The ultimatum, made by Benito Mussolini, demanded that Greece allow the axis forces (Germany, Italy, Japan), to enter and annex key locations in Greece.

The alternative was war!

Metaxas, answered with one word, a resounding “Oxi” (No), and later added, in French,

 “Alors, c’est la guerre!” (Then it is war!)

An unexpected slap in the face for fascist Italy!

Prime Minister of Greece Ioannis Metaxas   12 April 1871 – 29 January 1941   Greek general and dictator, serving as Prime Minister of Greece from 1936 until his death in 1941.

Prime Minister of Greece Ioannis Metaxas  12 April 1871 – 29 January 1941
  Greek general and dictator, serving as Prime Minister of Greece from 1936 until his death in 1941. 

The comeback of this historic “Oxi” was that the Italian troops, stationed in Albania, which was under Italian protectorate, at five thirty on the morning of 28th October 1940, invaded the Greek border.

So commenced the Greco-Italian war (Oct.1940-April 1941), leading to The Balkan Campaign of WWII, between the axis powers (Germany, Italy, Japan) and the allies, which later lead to the Battle of Greece, when British and German ground forces intervened in 1941.

Greece had entered World War II.

Greece fights for freedom in WWII
Greece fights for freedom in WWII

Greece managed to stop the initial Italian invasion, pushing the Italian army back into Albania.

This Italian defeat, and Greek counter-attack, was called,

“The First Axis Setback of the Entire War”

The Italians went on to organize a spring offensive in 1941, which, again, failed.

The feisty Greeks had surprised everyone with their courage and determination.

It shouldn’t have been surprise though, the Greeks, since ancient times, have been known for their courage and perseverance, they do not give up!

Mighty Greece
Mighty Greece

The heroic performance of Greece, earned them unprecedented praise and respect, from many great, world leaders;

  Praise and respect for the heroic Greeks from world leaders
Praise and respect for the heroic Greeks from world leaders

“When the entire world has lost all hope, the Greek people dared to question the invincibility of the German monster, raising against it the proud spirit of freedom”

Franklin Roosevelt

“Hence, we shall not say that Greeks fight like heroes, but that heroes fight like Greeks”

Winston Churchill

“If there had not been the virtue and courage of the Greeks, we do not know which the outcome of World War II would have been”

Winston Churchill

‘’Historic justice forces me to admit, that of all the enemies that stand against us, the Greek soldier, above all, fought with the most courage”

Adolf Hitler

“The Greeks delayed, by two or more vital months, the German attack against Russia;
If we did not have this long delay, the outcome of the war would have been different”

Hitler’s Chief of Staff

“We thank the Greek people whose resistance decided WWII…
You fought unarmed and won, small against big…
You gave us time to defend ourselves”

Joseph Stalin

The Proud Greek Flag,  H Galonoleuki The blue and white
The Proud Greek Flag,
 H Galonoleuki The blue and white

H γαλανόλευκη, 

This atrocious war persisted for four horrific years; Greece was liberated from Nazi occupation on October 12th 1944, but, before it had time to recover, it was once again plunged into war.

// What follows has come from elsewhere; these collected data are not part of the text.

PR #346, opened 2023-08-31
add unique function generation

baileympearson:
The setup and teardown atlas cluster scripts create unique clusters per-commit.  This can result in multiple CI tasks for the same commit attempting to create the same cluster.

This PR uses the `task_id` (a default evergreen expansion) to ensure that generated clusters are unique per-task.

Here's a patch from Node: https://spruce.mongodb.com/version/64f8955c3627e0397fdb50c0/tasks?sorts=STATUS%3AASC%3BBASE_STATUS%3ADESC

Note that this patch is failing because of unrelated `npm` version issues (we're fixing this separately) but you can see the cluster successfully spins up and tears down.

### DIFF
--- a/.evergreen/atlas/setup-atlas-cluster.sh
+++ b/.evergreen/atlas/setup-atlas-cluster.sh
@@ -25,7 +25,7 @@ DRIVERS_ATLAS_GROUP_ID
 DRIVERS_ATLAS_LAMBDA_USER
 DRIVERS_ATLAS_LAMBDA_PASSWORD
 LAMBDA_STACK_NAME
-TASK_ID
+task_id
 )
 
 # Ensure that all variables required to run the test are set, otherwise throw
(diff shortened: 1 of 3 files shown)


.evergreen/atlas/setup-atlas-cluster.sh
```diff
@@ -25,6 +25,7 @@ DRIVERS_ATLAS_GROUP_ID
 DRIVERS_ATLAS_LAMBDA_USER
 DRIVERS_ATLAS_LAMBDA_PASSWORD
 LAMBDA_STACK_NAME
+task_id
```
baileympearson, line 28: although this doesn't follow the existing all-caps convention, I chose to use the same name as the default evergreen expansion because drivers can then rely on `add_expansions_to_env` to ensure the task id is present.

Node, for example, already uses `add_expansions_to_env` so no changes are necessary 😄

blink1073 (approved):
LGTM!

PR #347, opened 2023-09-01
DRIVERS-2585 Make the Secrets Access errors more user friendly

blink1073:
Instead of a traceback, they'll see something like:

```

ERROR: The SSO session associated with this profile has expired or is otherwise invalid. To refresh this SSO session run aws sso login with the corresponding profile.

```


NoahStapp (approved):
LGTM!

PR #354, opened 2023-09-29
PYTHON-3942 Enable AzureKMS through AWS Secrets Manager

blink1073:
- Allows AzureKMS credentials to be pulled from AWS Secrets Manager using the instance profile credentials on the EVG hosts.
- Removes the `Key Vault Crypto User` role as part of teardown, if `AZUREKMS_SCOPE` is set.  We were adding orphaned roles to the key vault.
- Passing build: https://spruce.mongodb.com/task/mongo_python_driver_testazurekms_variant_testazurekms_task_patch_9b6f2e18cfcdf56ad2afc988246060c4d20e11b8_65160838e3c331a022edc469_23_09_28_23_12_00/logs?execution=0
- Passing build with Go Driver using this branch (to show there are no regressions): https://spruce.mongodb.com/task/mongo_go_driver_testazurekms_variant_testazurekms_task_patch_60ded84e486dda6eea4f446d642571489a3ed3d0_6516199557e85ac21791c6f2_23_09_29_00_26_08/logs?execution=0
- Needed for https://github.com/mongodb/mongo-python-driver/pull/1381


kevinAlbs (approved):
Updated scripts [pass with C driver](https://spruce.mongodb.com/task/mongo_c_driver_testazurekms_variant_testazurekms_task_patch_8a0e9c28b32724c5eb1493bc100fddb505433671_651721463e8e86808cd52f13_23_09_29_19_11_10/logs?execution=0).

Removal of orphaned roles is much appreciated. LGTM.

.evergreen/auth_aws/setup_secrets.py
```diff
@@ -6,19 +6,34 @@
 import json
 import os
 import sys
+import uuid
 
 import boto3
 import botocore.exceptions
 
+AWS_ROLE_ARN = "arn:aws:iam::857654397073:role/drivers-test-secrets-role"
```
NoahStapp, line 14: Could we set this in an environment variable? Not a huge fan of setting even non-secret credentials inside a script.

NoahStapp (changes requested):

.evergreen/auth_aws/setup_secrets.py
blink1073: There are other places we hard-code ARNs or links in this repo.  The intent here was that it should be entirely self-contained without drivers needing to manually update EVG project config, which is part of the reason for having this script in general.

NoahStapp: I'd prefer we migrate away form hard-coding ARNs in general, but that's a different discussion entirely. In the context of the existing repo, makes sense.

NoahStapp (approved):

PR #352, opened 2023-09-25
GODRIVER-2924 Add docker file support

blink1073:
Used in conjunction with https://github.com/mongodb/mongo-go-driver/pull/1381 to enable a local topology to be run in an isolated environment, or a set of drivers tests to be run in an isolated environment. 

Updates OIDC to use the new Dockerfile as a base.

Adds tests for docker and OIDC in EVG (will be added to default PR tasks).

PR #357, opened 2023-10-02
Address build failures due to Python 3 binary lookup

eramongodb:
Partially reverts some changes made in https://github.com/mongodb-labs/drivers-evergreen-tools/pull/352 concerning Python 3 binary lookup (motivated by [a stray explicit call to `python`](https://github.com/mongodb-labs/drivers-evergreen-tools/commit/f825f86fae3e5eecfa5da05a510ec5962fc7de88#diff-5eb412fc2cdeb6fab58a38e622949bedbda012b8bcb61e5e6daec62e5168af87L101)) to address build failures on some EVG distros where neither `python` nor `python3` are available in default binary paths.

The `Using Python3 binary: $PYTHON` case added in https://github.com/mongodb-labs/drivers-evergreen-tools/pull/352 is preserved to avoid a redundant call to `find_python3` when `start-orchestration.sh` is invoked via `run-orchestration.sh` (which already called `find_python3`). This _might_ still break EVG builds that happen to set the `PYTHON` environment variable before invoking `start-orchestration.sh` directly (instead of through `run-orchestration.sh`) if `PYTHON` is set to a Python binary that is not 3.0+ or does not support venv. If that is the case, this too can be reverted to the prior unconditional call to `find_python3`.

### DIFF
--- a/.evergreen/run-orchestration.sh
+++ b/.evergreen/run-orchestration.sh
@@ -30,9 +30,10 @@ DIR=$(dirname $0)
 # Functions to fetch MongoDB binaries.
 . $DIR/download-mongodb.sh
 
-. $DIR/find-python3.sh
+# To continue supporting `sh run-orchestration.sh` for backwards-compatibility,
+# explicitly invoke Bash as a subshell here when running `find_python3`.
 echo "Finding Python3 binary..."
-PYTHON="$(find_python3 2>/dev/null)"
+PYTHON="$(bash -c ". $DIR/find-python3.sh && find_python3 2>/dev/null")"
 echo "Finding Python3 binary... done."
 
 get_distro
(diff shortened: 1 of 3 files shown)


blink1073:
Test failure: `find-python3.sh must be run in a Bash shell!`

blink1073 (approved):
LGTM, thanks!

jmikola (approved):

eramongodb:
Although the GitHub Actions config was updated to use `shell: bash` for consistency, the `run-orchestration.sh` script itself still uses `#!/bin/sh` for backwards-compatibility, as many DET users still run `sh run-orchestration.sh`. Making `run-orchestration.sh` require Bash would be a change far beyond the scope of this PR; therefore, a Bash subshell is used to run `find_python3` instead. Documented this context with a comment prior to running `find_python3`.

blink1073:
Test failure is unrelated, was fixed in #356

PR #360, opened 2023-10-10
DRIVERS-2416 Add support for a second Azure client

blink1073:
This infrastructure will be needed to support testing drivers with multiple clients on Azure.  I tested it locally by running `create_and_update_vm.sh` and ensuring that the self-test passes.

### DIFF
--- a/.evergreen/auth_oidc/azure/test.py
+++ b/.evergreen/auth_oidc/azure/test.py
@@ -1,4 +1,5 @@
 from pymongo import MongoClient
+from functools import partial
 import os
 import json
 from urllib.request import urlopen, Request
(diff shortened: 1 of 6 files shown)


.evergreen/auth_oidc/azure/test.py
```diff
@@ -8,11 +8,13 @@
 _AUTH_MAP["MONGODB-OIDC"] = _authenticate_oidc
 
 app_id = os.environ['AZUREOIDC_CLIENTID']
+client_id = os.environ['AZUREOIDC_TOKENCLIENT']
 
 def callback(client_info, server_info):
```
matthewdale, line 13: Optional: The side effect of setting `client_id` on `callback` is fairly confusing. Is there any way to encode the new `client_id` requirement in the `callback` function, or in a `callback` creator function?

E.g.
```python
def callback_for(app_id, client_id):
    def callback(client_info, server_info):
        ...

    return callback
```

matthewdale (approved):
Looks good 👍

PR #366, opened 2023-10-19
DRIVERS-2328: Skip installing the legacy shell by default

alcaeus:
DRIVERS-2328

This PR removes the current `SKIP_LEGACY_SHELL` environment variable and introduces a new `INSTALL_LEGACY_SHELL` variable to essentially flip the default behaviour.

[Recent work in the Go driver](https://github.com/mongodb/mongo-go-driver/pull/1429) provides a template for drivers to remove usage of the legacy shell. The "Downstream Changes Summary" of the above ticket reads as follows:
> The legacy shell will no longer be installed in the near future. Drivers are encouraged to remove all usages of the legacy shell in their drivers, with this [Go driver PR](https://github.com/mongodb/mongo-go-driver/pull/1429) serving as inspiration.
>
> All drivers that require the use of the legacy library are required to define the `INSTALL_LEGACY_SHELL` environment variable to a non-zero value when running MongoDB installation (either by running `run-orchestration.sh` or by manually invoking `download_and_extract()` from `download-mongoldb.sh`). This variable replaces the current `SKIP_LEGACY_SHELL` variable which will no longer be respected.

If this approach sounds good, I would send the drivers ticket to implementation and add a timeline for this change to be merged. I would propose one month for this, as the change would allow drivers to keep using the legacy shell by adding `INSTALL_LEGACY_SHELL=1` to appropriate places before taking the time to remove legacy shell usage.


blink1073 (approved):
LGTM!

jmikola:
@alcaeus: Should this still be in a draft state?

PR #383, opened 2023-12-19
 DRIVERS-2416 Azure OIDC updates

blink1073:
- Add only one managed identity to the VM
- Use the object id of the managed identity as the `username` instead of as an auth mechanism property

Tested with https://github.com/mongodb/mongo-python-driver/pull/1443


matthewdale (approved):
Looks good! 👍

durran (approved):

 The Greek Civil War, (December 1944–January 1945 and 1946–49), two-stage conflict during which Greek communists unsuccessfully tried to gain control of Greece.

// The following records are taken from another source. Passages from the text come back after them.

PR #384, opened 2024-01-08
Normalize Script Path Usage

blink1073:
#383 caused a regression in the way paths are handled in `aws_setup.sh`:

`mv: 'secrets-export.sh' and '/data/mci/1e7ceedf7f78683b5034736f250f800b/drivers-tools/.evergreen/auth_aws/secrets-export.sh' are the same file`

https://spruce.mongodb.com/task/mongo_go_driver_v1_aws_auth_test__version~4.4_os_aws_auth~ubuntu2004_64_go_1_20_aws_auth_test_1415137a1a3cbf6886ad7d6a4a576c2d05f4f83c_24_01_05_17_26_12/logs?execution=0

This PR adjusts path handling so that the path to the script is always absolute across platforms, and finds the appropriate parent DRIVERS_TOOLS directory, using a new `handle-paths.sh` script.

Here is a passing build for [pymongo](https://spruce.mongodb.com/version/659b09aed6d80ad0c4b2c88c/tasks?sorts=STATUS%3AASC%3BBASE_STATUS%3ADESC
) across all build variants (except Atlas Data Lake, which is unrelated).

### DIFF
--- a/.evergreen/atlas/setup-atlas-cluster.sh
+++ b/.evergreen/atlas/setup-atlas-cluster.sh
@@ -36,7 +36,7 @@ for VARNAME in ${VARLIST[*]}; do
 done
 
 # Set up the common variables.
-DIR="$(dirname "${BASH_SOURCE[0]}")"
+DIR=$( cd -- "$( dirname -- "${BASH_SOURCE[0]}" )" &> /dev/null && pwd )
 . $DIR/setup-variables.sh
 
 # The cluster server version.
--- a/.evergreen/atlas/setup-atlas-cluster.sh
+++ b/.evergreen/atlas/setup-atlas-cluster.sh
@@ -36,7 +36,7 @@ for VARNAME in ${VARLIST[*]}; do
 done
 
 # Set up the common variables.
-DIR=$( cd -- "$( dirname -- "${BASH_SOURCE[0]}" )" &> /dev/null && pwd )
+DIR=$(dirname ${BASH_SOURCE:-$0})
 . $DIR/../handle-paths.sh
 . $DIR/setup-variables.sh
 
--- a/.evergreen/atlas/setup-atlas-cluster.sh
+++ b/.evergreen/atlas/setup-atlas-cluster.sh
@@ -36,9 +36,9 @@ for VARNAME in ${VARLIST[*]}; do
 done
 
 # Set up the common variables.
-DIR=$(dirname ${BASH_SOURCE:-$0})
-. $DIR/../handle-paths.sh
-. $DIR/setup-variables.sh
+SCRIPT_DIR=$(dirname ${BASH_SOURCE[0]})
+. $SCRIPT_DIR/../handle-paths.sh
+. $SCRIPT_DIR/setup-variables.sh
 
 # The cluster server version.
 VERSION="${MONGODB_VERSION:-6.0}"
--- a/.evergreen/atlas/setup-atlas-cluster.sh
+++ b/.evergreen/atlas/setup-atlas-cluster.sh
@@ -37,6 +37,7 @@ done
 
 # Set up the common variables.
 DIR=$( cd -- "$( dirname -- "${BASH_SOURCE[0]}" )" &> /dev/null && pwd )
+. $DIR/../handle-paths.sh
 . $DIR/setup-variables.sh
 
 # The cluster server version.
--- a/.evergreen/auth_oidc/azure/create-and-setup-vm.sh
+++ b/.evergreen/auth_oidc/azure/create-and-setup-vm.sh
@@ -11,7 +11,7 @@ if [ -z "${AZUREOIDC_VMNAME_PREFIX:-}" ]; then
 fi
 
 DIR=$( cd -- "$( dirname -- "${BASH_SOURCE[0]}" )" &> /dev/null && pwd )
-DRIVERS_TOOLS=$(dirname $(dirname $(dirname $DIR)))
+. $DIR/../../handle-paths.sh
 
 # Set defaults.
 BASE_PATH="$DRIVERS_TOOLS/.evergreen/auth_oidc"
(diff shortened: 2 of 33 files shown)


.evergreen/handle-paths.sh
```diff
@@ -0,0 +1,37 @@
...
+  DIR="$( cd -- "$DIR" &> /dev/null && pwd )"
+fi
+if [ "Windows_NT" = "${OS:-}" ]; then # Magic variable in cygwin
+  DIR=$(cygpath -m $DIR)
+fi
+
+# Find the DRIVERS_TOOLS by walking up the folder tree until there
+# is a .evergreen folder in the same directory.
+if [ -z "${DRIVERS_TOOLS:-}" ]; then
+  DRIVER_TOOLS=$(dirname $DIR)
```
alcaeus, line 30: This should be `DRIVERS_TOOLS`:
```suggestion
  DRIVERS_TOOLS=$(dirname $DIR)
```

.evergreen/handle-paths.sh
```diff
@@ -0,0 +1,37 @@
...
+  while 1
+  do
+    if [ -d "$DRIVERS_TOOLS/.evergreen" ]; then 
+      break 
+    fi
+  done
```
alcaeus, line 36: I'm a little confused. Where in this loop does the "walking up the folder tree" happen? From what I can see, we check if `$DRIVERS_TOOLS/.evergreen` is a directory and break if it is. In the case it isn't, we repeat the loop without changing `$DRIVERS_TOOLS` at all, so unless `$DRIVERS_TOOLS` is set to the correct directory or `dirname $DIR` returns the correct directory, this will be an endless loop. Did I miss something here?

.evergreen/handle-paths.sh
blink1073: Fixed

.evergreen/handle-paths.sh
blink1073: No, I did, fixed.  :)

.evergreen/atlas/setup-atlas-cluster.sh
```diff
@@ -36,7 +36,8 @@ for VARNAME in ${VARLIST[*]}; do
 done
 
 # Set up the common variables.
-DIR="$(dirname "${BASH_SOURCE[0]}")"
+DIR=$(dirname ${BASH_SOURCE:-$0})
```
alcaeus, line 39: I actually had to go and double-check why this works. For those who also didn't know, bash allows one to reference array element `0` of an array using scalar notation. For more details, consider the first "Optional Reading" section in [this StackOverflow answer](https://stackoverflow.com/a/35006505).

.evergreen/auth_oidc/azure/create-and-setup-vm.sh
```diff
@@ -10,9 +10,11 @@ if [ -z "${AZUREOIDC_VMNAME_PREFIX:-}" ]; then
     exit 1
 fi
 
+DIR=$(dirname ${BASH_SOURCE:-$0})
+. $DIR/../../handle-paths.sh
+
 # Set defaults.
-AZUREOIDC_DRIVERS_TOOLS=${AZUREOIDC_DRIVERS_TOOLS:-$DRIVERS_TOOLS}
```
alcaeus, line 14: Was there a reason why a separate variable was introduced here? I don't think it is necessary, just doing my due diligence here.

alcaeus (approved):
Thanks for cleaning this up. I'm amazed how many different ways we had to get a specific absolute path.

I ran a patch build with the PHP driver, which didn't yield any failures. I should also mention that we don't use drivers-evergreen-tools on Windows, so if you haven't already checked that you may want to ask somebody to test these changes on Windows.

.evergreen/atlas/setup-atlas-cluster.sh
blink1073: I actually had used that answer.  :).  I added a link.

blink1073:
I ran the python tests on Windows.  Thanks for the review!

.evergreen/handle-paths.sh
```diff
@@ -0,0 +1,41 @@
+#!/bin/sh
+#
+# This script will handle the correct cross-platform absolute
+# paths for a script directory and DRIVERS_TOOLS.  
+# It is meant to be invoked as follows:
+#
+# DIR=$(dirname ${BASH_SOURCE:-$0})
```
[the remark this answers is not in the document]
blink1073: Okay, what I'm hearing is that we need to split this into two scripts: one to get the absolute script dir where needed, and one to get just DRIVERS_TOOLS.  Both scripts will use echo to get the value.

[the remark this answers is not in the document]
blink1073: I changed it to use `SCRIPT_DIR` and use `BASH_SOURCE[0]` where we know we require `bash`.  I also kicked the python builds and the failing C builds.

.evergreen/handle-paths.sh
```diff
@@ -0,0 +1,38 @@
...
+fi
+if [ "Windows_NT" = "${OS:-}" ]; then # Magic variable in cygwin
+  SCRIPT_DIR=$(cygpath -m $SCRIPT_DIR)
+fi
+
+# Find the DRIVERS_TOOLS by walking up the folder tree until there
+# is a .evergreen folder in the same directory.
+if [ -z "${DRIVERS_TOOLS:-}" ]; then
+  DRIVERS_TOOLS=$(dirname $SCRIPT_DIR)
+  while 1
```
kevinAlbs:
```suggestion
  while true
```

This fixes an [observed failure](https://spruce.mongodb.com/task/mongo_c_driver_testazurekms_variant_testazurekms_task_patch_6f4d492aacc31bcfd81e0244456b58de2ef9c84c_659c0c933e8e86c1a4c04154_24_01_08_14_54_13/logs?execution=0) in C driver tasks: `1: command not found`

blink1073: Fixed in the previous commit.  :)

kevinAlbs (approved):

Greece was liberated from Nazi occupation 12 October 1944
Greece was liberated from Nazi occupation 12 October 1944

Every 28th October, Greece celebrates “Oxi” day, a public holiday, and, from the smallest village, to the largest town, proud Greeks, flock to the streets, to admire school children, (patriotically dressed in blue and white, the colours of the Greek flag, “H γαλανόλευκη” “H Galanoleuki”, meaning, the blue and white), local brass bands and the Greek army, parade through the streets.

A day when all Greeks remember the motto of Greece:

“Freedom or Death”

Greek Presidential Guard, flying the Greek flag
Greek Presidential Guard, and, the Greek flag flying.

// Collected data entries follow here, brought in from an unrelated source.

PR #388, opened 2024-01-12
Add missing executable flags on scripts

alcaeus:
This adds the x flag to a few shell scripts that previously didn't have it so they don't have to be invoked through a shell but can rely on the shebang.


blink1073 (approved):
Thank you!

PR #399, opened 2024-01-29
DRIVERS-2818 Apply auto-formatters

blink1073:
Used https://github.com/mongodb-labs/drivers-atlas-testing/blob/master/.pre-commit-config.yaml and https://github.com/mongodb-labs/drivers-atlas-testing/blob/master/pyproject.toml (which we will change to just `ruff.toml` since there is no top level project).


blink1073:
Testing in Go with https://spruce.mongodb.com/version/65b8285ec9ec44494945aee9/tasks?sorts=STATUS%3AASC%3BBASE_STATUS%3ADESC.

blink1073:
I'll pick this back up at some other time.

PR #402, opened 2024-02-05
DRIVERS-2384 Skip deployment confirmation

abr-egn:
Honestly a little confused as to how other drivers setups are working; without this, the Rust evergreen run fails when it hits the `Deploy this changeset? [y/N]` prompt.


blink1073 (approved):
Thank you!

PR #520, opened 2024-10-07
DRIVERS-2999 Use isolated orchestration file

blink1073:
This prevents us from modifying the orchestration files in place that use ABSOLUTE_PATH_REPLACEMENT_TOKEN.

Tested with the C driver: https://spruce.mongodb.com/version/67041e9b7f1bfe000734ae39/tasks?sorts=STATUS%3AASC%3BBASE_STATUS%3ADESC

### DIFF
--- a/.evergreen/run-orchestration.sh
+++ b/.evergreen/run-orchestration.sh
@@ -53,7 +53,7 @@ printf '%s' $MONGODB_BINARIES | $PYTHON -c 'import json,sys; print(json.dumps({"
 
 # Copy client certificate because symlinks do not work on Windows.
 mkdir -p ${MONGO_ORCHESTRATION_HOME}/lib
-cp ${DRIVERS_TOOLS}/.evergreen/x509gen/client.pem ${MONGO_ORCHESTRATION_HOME}/lib/client.pem || true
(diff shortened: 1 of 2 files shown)


ShaneHarvey (approved):
LGTM but could you create a DRIVERS ticket to track this?

.evergreen/run-orchestration.sh
```diff
@@ -119,13 +119,15 @@ else
 fi
 echo "ORCHESTRATION_FILE=$ORCHESTRATION_FILE"
 
+# Copy the orchestration file so we can override it.
+cp $ORCHESTRATION_FILE $MONGO_ORCHESTRATION_HOME/config.json
```
eramongodb, line 123:
```suggestion
cp -f "$ORCHESTRATION_FILE" "$MONGO_ORCHESTRATION_HOME/config.json"
```
Should this command have an `-f` flag (overwrite existing `config.json`)?

eramongodb (approved):
Minor feedback; otherwise, LGTM.

FYI https://github.com/mongodb/mongo-c-driver/pull/1742 refactored the C Driver EVG config to use `run-orchestration.sh` instead of its own custom logic (including use of `ABSOLUTE_PATH_REPLACEMENT_TOKEN`, which is no longer present) so it should be less prone to breakage from DET script refactors from now on.

PR #530, opened 2024-10-25
DRIVERS-3002 Update mongodl validation

blink1073:
Follow up to #529

### DIFF
--- a/.evergreen/mongodl.py
+++ b/.evergreen/mongodl.py
@@ -410,7 +410,7 @@ class CacheDB:
                 for distro in DISTRO_ID_TO_TARGET.values():
                     if target in list(distro.values()):
                         found = True
-                if not found and target not in ['macos', 'windows']:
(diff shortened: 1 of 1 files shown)


.evergreen/mongodl.py
```diff
@@ -410,7 +410,7 @@ def _import_json_data(self, data: 'Any') -> None:
                 for distro in DISTRO_ID_TO_TARGET.values():
                     if target in list(distro.values()):
                         found = True
-                if not found and target not in ['macos', 'windows']:
+                if not found and target not in ['linux_i686', 'linux_x86_64', 'osx', 'macos', 'windows']:
```
eramongodb, line 413: Recommend adding a comment and/or extracting this list into a named constant variable describing when/why the listed entries should be ignored despite being missing from the `DISTRO_ID_TO_TARGET` map.

eramongodb (approved):

.evergreen/mongodl.py
blink1073: Done!

eramongodb (approved):

PR #533, opened 2024-10-28
DRIVERS-3019 Add ruff linter and apply fixes

blink1073:
In follow-up PRs, we will add ruff format and then add a [.git-blame-ignore-revs](https://github.com/mongodb/mongo-python-driver/blob/master/.git-blame-ignore-revs) file to ignore the formatting changes in git blame.


aclark4life:
Nice lint, LGTM thanks!

aclark4life (approved):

To some, who are in favour of abolishing this 28th October celebration, with the reason that war should not be celebrated, I ask,

"Is that what you understand, that the Greeks are celebrating war?"

Greece is not celebrating war on 28th October; the proud Greeks are celebrating their courage, their strength, their determination, their love for their country, they are celebrating the fact that that they saved Greece, for you

Greece would undoubtedly say no all over again. 

Greek soldier on front cover of Life magazine When the Greeks said no 1940
Greek soldier on front cover of Life magazine
When the Greeks said no
And to all you “Fat Cats" of the  European Union, who treat Greece as thought it were the underbelly of Europe, you would do well to remember this, remember what the ever-heroic Greeks went through, for Europe, as Stalin said, fighting without weapons, small against big, and even Hitler, who said;

 “The Greek soldier, above all, fought with the most courage”

The Greeks fought, with "Palikaria", not only for Greece, but for Europe, a united, peaceful, free Europe

If it wasn’t for that one Greek word, “Oxi”, who knows, under whose rule Europe would be today?

I have to say, this is one post that I have written from my heart, from my soul, with endless love for the Greeks.

 I wrote this post with absolute MERAKI.

Fight like a Greek: Short video extolling the Courage of the Greeks

And another clip, with Greek subtitles

 To learn more about Greece's heroic role in WWII, what they endured, and how they came out triumphant, to be praised by the whole world, for changing the course of a four year war, with just one word "Oxi", read this interesting and informative book , "Inside Hitler's Greece", written by one on my favourite authors, Mark Mowzer.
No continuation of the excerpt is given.